_EXTRACTED ENTRIES_
········
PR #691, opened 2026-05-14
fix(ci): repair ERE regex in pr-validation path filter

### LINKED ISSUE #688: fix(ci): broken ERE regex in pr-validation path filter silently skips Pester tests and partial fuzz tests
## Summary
········
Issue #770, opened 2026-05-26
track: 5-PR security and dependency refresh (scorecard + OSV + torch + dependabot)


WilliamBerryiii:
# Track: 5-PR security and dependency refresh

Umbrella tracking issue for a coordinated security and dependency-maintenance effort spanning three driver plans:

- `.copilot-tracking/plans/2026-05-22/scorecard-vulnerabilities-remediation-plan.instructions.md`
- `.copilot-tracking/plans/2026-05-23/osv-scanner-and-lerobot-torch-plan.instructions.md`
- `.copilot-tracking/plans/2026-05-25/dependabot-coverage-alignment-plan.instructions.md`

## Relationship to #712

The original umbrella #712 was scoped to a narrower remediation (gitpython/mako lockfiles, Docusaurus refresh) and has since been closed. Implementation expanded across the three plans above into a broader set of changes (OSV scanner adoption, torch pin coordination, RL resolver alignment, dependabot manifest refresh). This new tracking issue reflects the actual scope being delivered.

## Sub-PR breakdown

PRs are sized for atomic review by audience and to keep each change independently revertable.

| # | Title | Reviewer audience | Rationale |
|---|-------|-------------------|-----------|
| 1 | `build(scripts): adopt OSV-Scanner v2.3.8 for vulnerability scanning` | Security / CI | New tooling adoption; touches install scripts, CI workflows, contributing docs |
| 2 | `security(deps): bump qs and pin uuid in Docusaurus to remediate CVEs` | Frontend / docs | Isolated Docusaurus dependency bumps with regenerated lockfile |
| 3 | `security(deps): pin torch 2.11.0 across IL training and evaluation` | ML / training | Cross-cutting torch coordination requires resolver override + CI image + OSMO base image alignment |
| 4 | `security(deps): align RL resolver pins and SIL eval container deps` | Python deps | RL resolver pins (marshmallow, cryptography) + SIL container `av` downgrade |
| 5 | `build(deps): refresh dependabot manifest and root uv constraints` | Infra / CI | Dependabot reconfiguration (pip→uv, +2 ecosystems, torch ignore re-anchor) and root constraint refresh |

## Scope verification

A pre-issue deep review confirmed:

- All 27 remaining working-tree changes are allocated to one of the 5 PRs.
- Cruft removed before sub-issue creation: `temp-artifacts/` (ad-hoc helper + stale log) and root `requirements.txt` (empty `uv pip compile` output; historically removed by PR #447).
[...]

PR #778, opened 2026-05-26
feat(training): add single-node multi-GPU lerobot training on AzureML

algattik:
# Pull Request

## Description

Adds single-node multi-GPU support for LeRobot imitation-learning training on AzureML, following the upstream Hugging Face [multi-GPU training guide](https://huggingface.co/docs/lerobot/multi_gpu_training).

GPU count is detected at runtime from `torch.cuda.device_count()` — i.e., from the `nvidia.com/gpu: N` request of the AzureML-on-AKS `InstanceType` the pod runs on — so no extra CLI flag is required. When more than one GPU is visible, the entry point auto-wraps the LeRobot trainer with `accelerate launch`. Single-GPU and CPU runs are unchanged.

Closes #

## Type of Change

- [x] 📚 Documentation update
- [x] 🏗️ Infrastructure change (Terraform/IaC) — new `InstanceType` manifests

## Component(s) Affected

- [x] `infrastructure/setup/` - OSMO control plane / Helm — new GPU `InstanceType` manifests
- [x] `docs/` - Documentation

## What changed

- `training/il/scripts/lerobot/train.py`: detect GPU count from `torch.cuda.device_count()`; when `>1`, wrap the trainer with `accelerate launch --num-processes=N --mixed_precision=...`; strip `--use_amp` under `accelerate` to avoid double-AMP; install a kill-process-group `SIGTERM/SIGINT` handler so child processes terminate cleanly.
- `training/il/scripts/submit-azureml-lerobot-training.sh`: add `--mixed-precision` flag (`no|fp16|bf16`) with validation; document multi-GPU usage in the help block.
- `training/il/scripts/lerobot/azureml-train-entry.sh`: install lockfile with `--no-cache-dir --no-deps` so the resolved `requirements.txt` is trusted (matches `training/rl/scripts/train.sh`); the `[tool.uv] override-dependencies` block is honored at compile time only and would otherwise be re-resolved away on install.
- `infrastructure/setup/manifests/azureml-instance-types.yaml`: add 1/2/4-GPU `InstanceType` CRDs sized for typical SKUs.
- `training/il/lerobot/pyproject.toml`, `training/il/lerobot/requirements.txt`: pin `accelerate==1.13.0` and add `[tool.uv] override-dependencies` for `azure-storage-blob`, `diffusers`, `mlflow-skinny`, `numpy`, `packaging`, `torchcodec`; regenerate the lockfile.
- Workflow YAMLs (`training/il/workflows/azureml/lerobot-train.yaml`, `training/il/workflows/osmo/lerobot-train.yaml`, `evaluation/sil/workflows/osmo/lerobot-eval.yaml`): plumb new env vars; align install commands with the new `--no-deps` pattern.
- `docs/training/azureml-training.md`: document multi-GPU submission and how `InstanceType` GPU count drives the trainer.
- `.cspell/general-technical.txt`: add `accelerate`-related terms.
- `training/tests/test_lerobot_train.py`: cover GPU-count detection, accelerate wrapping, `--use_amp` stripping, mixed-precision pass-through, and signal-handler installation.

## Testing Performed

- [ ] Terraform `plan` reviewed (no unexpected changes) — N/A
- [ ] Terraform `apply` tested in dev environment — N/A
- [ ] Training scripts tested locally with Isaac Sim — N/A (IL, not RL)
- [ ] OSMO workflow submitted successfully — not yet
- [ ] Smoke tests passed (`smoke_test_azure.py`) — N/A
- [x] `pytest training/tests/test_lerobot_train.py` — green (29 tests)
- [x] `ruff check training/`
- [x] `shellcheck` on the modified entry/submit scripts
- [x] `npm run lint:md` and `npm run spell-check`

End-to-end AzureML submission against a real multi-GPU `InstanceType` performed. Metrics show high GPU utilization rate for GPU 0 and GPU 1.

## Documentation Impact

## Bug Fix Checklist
········
_ABOUT THIS EXERCISE_
Once the line with "feat(training): add single-node" is found in the records above, print exactly that line and every line after it through the line with "the help block.".

_EXERCISE SOLUTION_
feat(training): add single-node multi-GPU lerobot training on AzureML

algattik:
# Pull Request

## Description

Adds single-node multi-GPU support for LeRobot imitation-learning training on AzureML, following the upstream Hugging Face [multi-GPU training guide](https://huggingface.co/docs/lerobot/multi_gpu_training).

GPU count is detected at runtime from `torch.cuda.device_count()` — i.e., from the `nvidia.com/gpu: N` request of the AzureML-on-AKS `InstanceType` the pod runs on — so no extra CLI flag is required. When more than one GPU is visible, the entry point auto-wraps the LeRobot trainer with `accelerate launch`. Single-GPU and CPU runs are unchanged.

Closes #

## Type of Change

- [x] 📚 Documentation update
- [x] 🏗️ Infrastructure change (Terraform/IaC) — new `InstanceType` manifests

## Component(s) Affected

- [x] `infrastructure/setup/` - OSMO control plane / Helm — new GPU `InstanceType` manifests
- [x] `docs/` - Documentation

## What changed

- `training/il/scripts/lerobot/train.py`: detect GPU count from `torch.cuda.device_count()`; when `>1`, wrap the trainer with `accelerate launch --num-processes=N --mixed_precision=...`; strip `--use_amp` under `accelerate` to avoid double-AMP; install a kill-process-group `SIGTERM/SIGINT` handler so child processes terminate cleanly.
- `training/il/scripts/submit-azureml-lerobot-training.sh`: add `--mixed-precision` flag (`no|fp16|bf16`) with validation; document multi-GPU usage in the help block.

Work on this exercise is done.